# TASK STATEMENT:
Reprint the entire listing exactly.

# WORKING DATA:

PR #675, opened 2026-06-16
shell-quote update

celiac747:


sergey-stoyan:
Do we need to add change file as well?

celiac747:
> Do we need to add change file as well?

beachball doesn't detect this type of change.. I don't know how is set up but in this case beachball says that there are no changes

sergey-stoyan (approved):

PR #676, opened 2026-06-17
chore(yarn): ensure network isolation for the build and tests

pavelglac:
## Why
Upgrade to yarn4 and ensure network isolation for the install, build and tests. For now there is not network isolation for the npm release (for the internal release there is). This will be addressed by bumping beachball and change the release pipeline according to https://github.com/microsoft/beachball/pull/1281


.azure-devops/graphitation-release.yml
```diff
@@ -46,16 +50,37 @@ extends:
...
               - script: |
                   yarn ci
                 displayName: build and test [test]
+                env:
+                  NPM_CONFIG_USERCONFIG: $(Agent.TempDirectory)/npm-mirror.npmrc
               - script: |
                   git config user.email "gql-svc@microsoft.com"
                   git config user.name "Graphitation Service Account"
-                  git fetch --depth=2
+                  git fetch origin main
```
user1736, line 83: you sure you don't want to keep depth for faster checkout? fetching all history looks like overkill here

pavelglac: Without it I was getting: fatal: shallow file has changed since we read it. For performance I would not be bothered.

image

.azure-devops/graphitation-release.yml
```diff
@@ -22,6 +24,8 @@ extends:
   template: v1/1ES.Official.PipelineTemplate.yml@1ESPipelineTemplates
 
   parameters:
+    # settings:
+    #   networkIsolationPolicy: Permissive,CFSClean
```
user1736, line 28: should it be commeneted?

pavelglac: Yes, currently our pipeline cannot run in network isolation because of npmjs and github enpoints during the release.

celiac747 (approved):

PR #687, opened 2026-07-09
[WIP] add fragment loader support to variables/args processing

user1736:
Enables schemaFragmentLoader usage during argument and variables processing. Before it would hard fail if required input types were missing in current schema fragment

### DIFF
--- a/packages/supermassive/src/values.ts
+++ b/packages/supermassive/src/values.ts
@@ -6,6 +6,7 @@ import {
   DirectiveNode,
   FieldNode,
   VariableDefinitionNode,
+  ArgumentNode,
 } from "graphql";
 import { inspect } from "./jsutils/inspect";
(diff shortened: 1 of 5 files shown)


packages/supermassive/src/values.ts
```diff
@@ -296,7 +479,18 @@ export function getDirectiveValues(
...
   if (directiveNode) {
-    return getArgumentValues(exeContext, directiveDef, directiveNode);
+    const argValues = getArgumentValues(
+      exeContext,
+      directiveDef,
+      directiveNode,
+    );
+
+    // FIXME: check if schemaLoader should load types for directives
+    if (isPromise(argValues)) {
```
user1736, line 489: FIXME: stubbed it out for now, to do a smoke test in TMP

PR #693, opened 2026-07-14
feat(release): beachball esrp release

pavelglac:


.azure-devops/graphitation-release.yml
```diff
@@ -8,8 +8,8 @@ variables:
     value: production,externalfacing
   - name: serviceTreeID
     value: ade7d667-42f5-485a-91a9-f1dc6482a9b0
-  - name: adoNpmFeedBaseUrl
```
pavelglac, line 11: Maybe I will try to figure out how to do canary release but now it is out of the scope.

.azure-devops/graphitation-release.yml
```diff
@@ -34,39 +36,37 @@ extends:
     stages:
       - stage: release
         variables:
-          # OPTIONAL: Set this varibale to 'true' to enable signing in a target stage.
-          # Remove if signing is not required.
-          Build.ESRP.CodeSign.Enabled: true
+          # ESRP publishing is handled by EsrpRelease@9.
+          Build.ESRP.CodeSign.Enabled: false
```
celiac747, line 40: Is this change intended? why we need to remove code signing?

pavelglac:
Test package will be removed once I will be able to publish package (currently I need to wait a few hours to use new beachball version).

.azure-devops/graphitation-release.yml
celiac747: Discussed offline

.azure-devops/graphitation-release.yml
```diff
@@ -77,40 +77,105 @@ extends:
...
+
               - task: npmAuthenticate@0
+                displayName: npm authenticate for private ADO feed
                 inputs:
                   workingFile: ".npmrc"
+
               - script: |
                   releaseBranch="origin/${BUILD_SOURCEBRANCH#refs/heads/}"
+                  yarn beachball publish -b "$releaseBranch" -t latest -y --registry $(adoNpmFeedBaseUrl) --no-push --keep-change-files
+                displayName: Release to the ADO npm feed
```
sergey-stoyan, line 132: It's confusing a bit: in job "Build" we now have steps for release, and then we have a separate "Release" job

package.json
```diff
@@ -26,7 +26,7 @@
   "devDependencies": {
     "@babel/core": "^7.14.0",
     "@babel/preset-typescript": "^7.14.0",
-    "beachball": "^2.47.1",
+    "beachball": "3.0.0-alpha.4",
```
sergey-stoyan, line 29: Why do we upgrade to this alpha version?

pavelglac: yes, we need to have `pack-to-path` option

.azure-devops/graphitation-release.yml
pavelglac: Agree. The logic was that is expesive to have it as separate job because you need to install dependencies and build packages. Now the job for releasing to the ADO takes 8 min.

Image

yarn.lock
```diff
@@ -7895,25 +7909,23 @@ __metadata:
...
-  version: 2.47.1
-  resolution: "beachball@npm:2.47.1"
+"beachball@npm:3.0.0-alpha.4":
+  version: 3.0.0-alpha.4
+  resolution: "beachball@npm:3.0.0-alpha.4"
   dependencies:
-    cosmiconfig: "npm:^8.3.6"
-    execa: "npm:^5.0.0"
-    fs-extra: "npm:^11.1.1"
-    lodash: "npm:^4.17.15"
```
celiac747, line 7905: This dependency is removed, is it expected?

celiac747: I think I remember from when I was upgrading lodash that it needed to upgrade beachball to don't pin it so I guess we should be fine

celiac747 (approved):

.azure-devops/graphitation-release.yml
sergey-stoyan: Can we have release process described in some "RELEASE.md" or something? Because it's really not obvious now what's going on

sergey-stoyan (approved):

yarn.lock
pavelglac: I have bumped the beachball: https://github.com/microsoft/graphitation/pull/693/changes#diff-7ae45ad102eab3b6d7e7896acd08c427a9b25b346470d7bc6507b6481575d519R29 so it is expected

PR #704, opened 2026-08-04
fix(apollo-forest-run): report the malformed payload behind a corrupted list instead of dereferencing a hole

vladar:
# Report the malformed payload behind a corrupted list instead of dereferencing a hole

Fixes the production `TypeError: Cannot read properties of undefined (reading 'value')` from
`reIndexList` (`src/forest/indexTree.ts`), reported against 0.24.5 for
`ComponentsChatQueriesMessageListQuery`.

**Scope: this only improves the error raised when the condition is hit.** It does not change what the
cache accepts, and does not stop the bad state from being created — both are follow ups below.

## The defect

A payload may contain the same node twice, and indexing aggregates the occurrences — sound only when
they agree. When two occurrences carry **different lengths for the same list field**,
`resolveListItemChunk` applies an index valid for the longer one to the shorter chunk. `itemChunks`
is a lazily populated sparse cache of `data`, so assigning past the end grows it; if the first out of
range index is strictly greater than `data.length`, a **hole** is left behind.

That hole sits in committed cache state and reads fine (reads go through `data`). It only surfaces
when a later write recycles the chunk, since `reIndexList` is the one place that walks every item
reference — which is why the operation in the stack trace is innocent.

## The change

`reIndexList` checks the reference before dereferencing it. Detection happens there, but the message
describes the write that *created* the hole: the tree being recycled still holds the offending
payload, so both occurrences are reconstructed from it.

```
Invariant violation: Detected malformed payload written to the cache: a "Thread" node occurs multiple times in a single write with a different number of items in the "messages" list.

  Operation:  query MessageList
  Node type:  Thread
  Node id:    same in both occurrences (not shown)
  Field:      messages

  Occurrence 1: 14 items at data.conversation.thread.messages
  Occurrence 2: 3 items at data.pinned.thread.messages
```

`Operation` is the write that produced the payload — recycling is always same-operation, so there is
no second one to name. `Node id` states what makes the divergence a conflict (both paths resolve to
the same entity) without printing the id.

# RESULT OF THIS TASK:
PR #675, opened 2026-06-16
shell-quote update

celiac747:


sergey-stoyan:
Do we need to add change file as well?

celiac747:
> Do we need to add change file as well?

beachball doesn't detect this type of change.. I don't know how is set up but in this case beachball says that there are no changes

sergey-stoyan (approved):

PR #676, opened 2026-06-17
chore(yarn): ensure network isolation for the build and tests

pavelglac:
## Why
Upgrade to yarn4 and ensure network isolation for the install, build and tests. For now there is not network isolation for the npm release (for the internal release there is). This will be addressed by bumping beachball and change the release pipeline according to https://github.com/microsoft/beachball/pull/1281


.azure-devops/graphitation-release.yml
```diff
@@ -46,16 +50,37 @@ extends:
...
               - script: |
                   yarn ci
                 displayName: build and test [test]
+                env:
+                  NPM_CONFIG_USERCONFIG: $(Agent.TempDirectory)/npm-mirror.npmrc
               - script: |
                   git config user.email "gql-svc@microsoft.com"
                   git config user.name "Graphitation Service Account"
-                  git fetch --depth=2
+                  git fetch origin main
```
user1736, line 83: you sure you don't want to keep depth for faster checkout? fetching all history looks like overkill here

pavelglac: Without it I was getting: fatal: shallow file has changed since we read it. For performance I would not be bothered.

image

.azure-devops/graphitation-release.yml
```diff
@@ -22,6 +24,8 @@ extends:
   template: v1/1ES.Official.PipelineTemplate.yml@1ESPipelineTemplates
 
   parameters:
+    # settings:
+    #   networkIsolationPolicy: Permissive,CFSClean
```
user1736, line 28: should it be commeneted?

pavelglac: Yes, currently our pipeline cannot run in network isolation because of npmjs and github enpoints during the release.

celiac747 (approved):

PR #687, opened 2026-07-09
[WIP] add fragment loader support to variables/args processing

user1736:
Enables schemaFragmentLoader usage during argument and variables processing. Before it would hard fail if required input types were missing in current schema fragment

### DIFF
--- a/packages/supermassive/src/values.ts
+++ b/packages/supermassive/src/values.ts
@@ -6,6 +6,7 @@ import {
   DirectiveNode,
   FieldNode,
   VariableDefinitionNode,
+  ArgumentNode,
 } from "graphql";
 import { inspect } from "./jsutils/inspect";
(diff shortened: 1 of 5 files shown)


packages/supermassive/src/values.ts
```diff
@@ -296,7 +479,18 @@ export function getDirectiveValues(
...
   if (directiveNode) {
-    return getArgumentValues(exeContext, directiveDef, directiveNode);
+    const argValues = getArgumentValues(
+      exeContext,
+      directiveDef,
+      directiveNode,
+    );
+
+    // FIXME: check if schemaLoader should load types for directives
+    if (isPromise(argValues)) {
```
user1736, line 489: FIXME: stubbed it out for now, to do a smoke test in TMP

PR #693, opened 2026-07-14
feat(release): beachball esrp release

pavelglac:


.azure-devops/graphitation-release.yml
```diff
@@ -8,8 +8,8 @@ variables:
     value: production,externalfacing
   - name: serviceTreeID
     value: ade7d667-42f5-485a-91a9-f1dc6482a9b0
-  - name: adoNpmFeedBaseUrl
```
pavelglac, line 11: Maybe I will try to figure out how to do canary release but now it is out of the scope.

.azure-devops/graphitation-release.yml
```diff
@@ -34,39 +36,37 @@ extends:
     stages:
       - stage: release
         variables:
-          # OPTIONAL: Set this varibale to 'true' to enable signing in a target stage.
-          # Remove if signing is not required.
-          Build.ESRP.CodeSign.Enabled: true
+          # ESRP publishing is handled by EsrpRelease@9.
+          Build.ESRP.CodeSign.Enabled: false
```
celiac747, line 40: Is this change intended? why we need to remove code signing?

pavelglac:
Test package will be removed once I will be able to publish package (currently I need to wait a few hours to use new beachball version).

.azure-devops/graphitation-release.yml
celiac747: Discussed offline

.azure-devops/graphitation-release.yml
```diff
@@ -77,40 +77,105 @@ extends:
...
+
               - task: npmAuthenticate@0
+                displayName: npm authenticate for private ADO feed
                 inputs:
                   workingFile: ".npmrc"
+
               - script: |
                   releaseBranch="origin/${BUILD_SOURCEBRANCH#refs/heads/}"
+                  yarn beachball publish -b "$releaseBranch" -t latest -y --registry $(adoNpmFeedBaseUrl) --no-push --keep-change-files
+                displayName: Release to the ADO npm feed
```
sergey-stoyan, line 132: It's confusing a bit: in job "Build" we now have steps for release, and then we have a separate "Release" job

package.json
```diff
@@ -26,7 +26,7 @@
   "devDependencies": {
     "@babel/core": "^7.14.0",
     "@babel/preset-typescript": "^7.14.0",
-    "beachball": "^2.47.1",
+    "beachball": "3.0.0-alpha.4",
```
sergey-stoyan, line 29: Why do we upgrade to this alpha version?

pavelglac: yes, we need to have `pack-to-path` option

.azure-devops/graphitation-release.yml
pavelglac: Agree. The logic was that is expesive to have it as separate job because you need to install dependencies and build packages. Now the job for releasing to the ADO takes 8 min.

Image

yarn.lock
```diff
@@ -7895,25 +7909,23 @@ __metadata:
...
-  version: 2.47.1
-  resolution: "beachball@npm:2.47.1"
+"beachball@npm:3.0.0-alpha.4":
+  version: 3.0.0-alpha.4
+  resolution: "beachball@npm:3.0.0-alpha.4"
   dependencies:
-    cosmiconfig: "npm:^8.3.6"
-    execa: "npm:^5.0.0"
-    fs-extra: "npm:^11.1.1"
-    lodash: "npm:^4.17.15"
```
celiac747, line 7905: This dependency is removed, is it expected?

celiac747: I think I remember from when I was upgrading lodash that it needed to upgrade beachball to don't pin it so I guess we should be fine

celiac747 (approved):

.azure-devops/graphitation-release.yml
sergey-stoyan: Can we have release process described in some "RELEASE.md" or something? Because it's really not obvious now what's going on

sergey-stoyan (approved):

yarn.lock
pavelglac: I have bumped the beachball: https://github.com/microsoft/graphitation/pull/693/changes#diff-7ae45ad102eab3b6d7e7896acd08c427a9b25b346470d7bc6507b6481575d519R29 so it is expected

PR #704, opened 2026-08-04
fix(apollo-forest-run): report the malformed payload behind a corrupted list instead of dereferencing a hole

vladar:
# Report the malformed payload behind a corrupted list instead of dereferencing a hole

Fixes the production `TypeError: Cannot read properties of undefined (reading 'value')` from
`reIndexList` (`src/forest/indexTree.ts`), reported against 0.24.5 for
`ComponentsChatQueriesMessageListQuery`.

**Scope: this only improves the error raised when the condition is hit.** It does not change what the
cache accepts, and does not stop the bad state from being created — both are follow ups below.

## The defect

A payload may contain the same node twice, and indexing aggregates the occurrences — sound only when
they agree. When two occurrences carry **different lengths for the same list field**,
`resolveListItemChunk` applies an index valid for the longer one to the shorter chunk. `itemChunks`
is a lazily populated sparse cache of `data`, so assigning past the end grows it; if the first out of
range index is strictly greater than `data.length`, a **hole** is left behind.

That hole sits in committed cache state and reads fine (reads go through `data`). It only surfaces
when a later write recycles the chunk, since `reIndexList` is the one place that walks every item
reference — which is why the operation in the stack trace is innocent.

## The change

`reIndexList` checks the reference before dereferencing it. Detection happens there, but the message
describes the write that *created* the hole: the tree being recycled still holds the offending
payload, so both occurrences are reconstructed from it.

```
Invariant violation: Detected malformed payload written to the cache: a "Thread" node occurs multiple times in a single write with a different number of items in the "messages" list.

  Operation:  query MessageList
  Node type:  Thread
  Node id:    same in both occurrences (not shown)
  Field:      messages

  Occurrence 1: 14 items at data.conversation.thread.messages
  Occurrence 2: 3 items at data.pinned.thread.messages
```

`Operation` is the write that produced the payload — recycling is always same-operation, so there is
no second one to name. `Node id` states what makes the divergence a conflict (both paths resolve to
the same entity) without printing the id.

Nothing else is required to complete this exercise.